_Exercise brief_. Each line of the records that holds the word "components" should be copied out.

===== Data supplied =====

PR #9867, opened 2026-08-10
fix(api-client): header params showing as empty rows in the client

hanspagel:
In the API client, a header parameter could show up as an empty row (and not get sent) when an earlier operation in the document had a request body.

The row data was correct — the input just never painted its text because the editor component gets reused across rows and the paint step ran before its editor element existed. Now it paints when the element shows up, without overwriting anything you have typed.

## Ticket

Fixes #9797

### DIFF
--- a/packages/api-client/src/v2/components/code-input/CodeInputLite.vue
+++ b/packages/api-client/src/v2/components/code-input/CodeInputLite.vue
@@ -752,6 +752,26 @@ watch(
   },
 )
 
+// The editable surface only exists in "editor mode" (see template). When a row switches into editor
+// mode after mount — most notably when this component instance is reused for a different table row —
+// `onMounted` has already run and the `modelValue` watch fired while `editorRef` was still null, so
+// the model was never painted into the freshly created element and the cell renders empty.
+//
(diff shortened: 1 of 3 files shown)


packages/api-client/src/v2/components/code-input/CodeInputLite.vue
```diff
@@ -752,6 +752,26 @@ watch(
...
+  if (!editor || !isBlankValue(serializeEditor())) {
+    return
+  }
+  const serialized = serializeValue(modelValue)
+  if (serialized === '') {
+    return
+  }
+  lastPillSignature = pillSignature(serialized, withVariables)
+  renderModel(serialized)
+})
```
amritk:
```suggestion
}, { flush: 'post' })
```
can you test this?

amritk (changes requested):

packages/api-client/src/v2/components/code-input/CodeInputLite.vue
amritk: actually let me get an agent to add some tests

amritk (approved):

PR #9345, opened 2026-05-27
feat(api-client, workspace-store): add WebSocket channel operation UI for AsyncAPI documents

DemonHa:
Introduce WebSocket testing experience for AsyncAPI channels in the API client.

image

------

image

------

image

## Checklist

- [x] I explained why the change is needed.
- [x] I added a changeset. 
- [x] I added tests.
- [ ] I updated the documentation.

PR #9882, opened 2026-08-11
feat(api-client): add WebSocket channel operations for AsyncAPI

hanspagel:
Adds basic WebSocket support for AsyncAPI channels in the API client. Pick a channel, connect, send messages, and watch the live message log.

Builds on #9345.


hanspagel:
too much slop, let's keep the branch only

=====

_Solved exercise_.
--- a/packages/api-client/src/v2/components/code-input/CodeInputLite.vue
+++ b/packages/api-client/src/v2/components/code-input/CodeInputLite.vue
packages/api-client/src/v2/components/code-input/CodeInputLite.vue
packages/api-client/src/v2/components/code-input/CodeInputLite.vue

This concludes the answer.